Indiana
Indiana football needed to beat Purdue to keep its CFP hopes alive. How the Hoosiers won was equally important.
BLOOMINGTON — Indiana football coach Curt Cignetti told reporters he’s tried to avoid the chatter surrounding the College Football Playoff rankings, but the final score on Saturday said otherwise.
The No. 10 Hoosiers (11-1; 8-1 Big Ten) won 66-0 over Purdue in the most one-sided victories in program history.
Indiana’s starters stayed in the game into the fourth quarter — longer than they did in a similar blowout win over Western Illinois — and Cignetti even called for a fake punt with a 38-point lead late in the third quarter.
“Obviously style points are important this time of year, right?” Cignetti said. “And style points are earned.”
Those style points are what the CFP committee are using to help separate teams in the 12-team field. Committee chair Warde Manuel said as much when he talked to reporters earlier in the week about what separated Indiana and SMU, a fellow one-loss team with a weaker strength of schedule.
The Mustangs benefited from the eye-popping offensive numbers they’ve put up during a win streak they extended to nine games on Saturday.
“SMU has been playing really dominant football as of late,” Manuel said.
Indiana football needed to remind the committee this was a team that won its first nine games by 14 points or more while putting up 40-plus in seven of those games.

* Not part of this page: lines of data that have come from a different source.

PR #456, opened 2023-12-28
Update lpc_historic_districts, tweak data library workflows

fvankrieken:
lpc_historic_districts uid/four-four changed for some reason, leading to failures of recurring job.

Also added tweaks to create an issue when this job fails. See [failing action here](https://github.com/NYCPlanning/data-engineering/actions/runs/7350292406) and created issue #455

[Succeeding update of lpc_historic_districts](https://github.com/NYCPlanning/data-engineering/actions/runs/7350281797)

Also added ability to use staging image/action for these data library jobs which use the published action. [Passing open data update](https://github.com/NYCPlanning/data-engineering/actions/runs/7350440650/job/20012099702)

### DIFF
--- a/.github/workflows/data_library_docker.yml
+++ b/.github/workflows/data_library_docker.yml
@@ -42,8 +42,8 @@ jobs:
       - name: Log in to Docker Hub
         uses: docker/login-action@65b78e6e13532edd9afa3aa52ac7964289d1a9c1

Cignetti even brought up their impressive margin of victory after the game.
“I think we had the largest margin of victory of any team in the country up until last week. I’m not sure where we were coming into this game because obviously we did not beat Ohio State,” Cignetti said. “Most of the games we played, we’ve handled the opponent pretty well where we wouldn’t have the largest margin of victory in the country.”
Cignetti wasn’t the only coach looking for style points either over the weekend.
Penn State added a touchdown as time expired in a 44-7 win over Maryland that clinched them a spot in the Big Ten title game. The score led to a tense post-game conversation at midfield between PSU coach James Franklin and his counterpart Mike Locksley.
“We are trying to play as long as we can, make the playoffs and be seeded as high as possible, and scoring as many points and a point differential matters,” Franklin said, after the game. “All that matters.”
Indiana will now have to wait until Selection Sunday on Dec. 8 to find out their final postseason destination. The Hoosiers who spoke to the media after the game all expressed confidence their body of work was worthy of a CFP bid.
“Oh yeah, for sure, we’re going to be in there and the first game you are all going to see the dominance we put on tape,” Indiana defensive end Mikail Kamara said.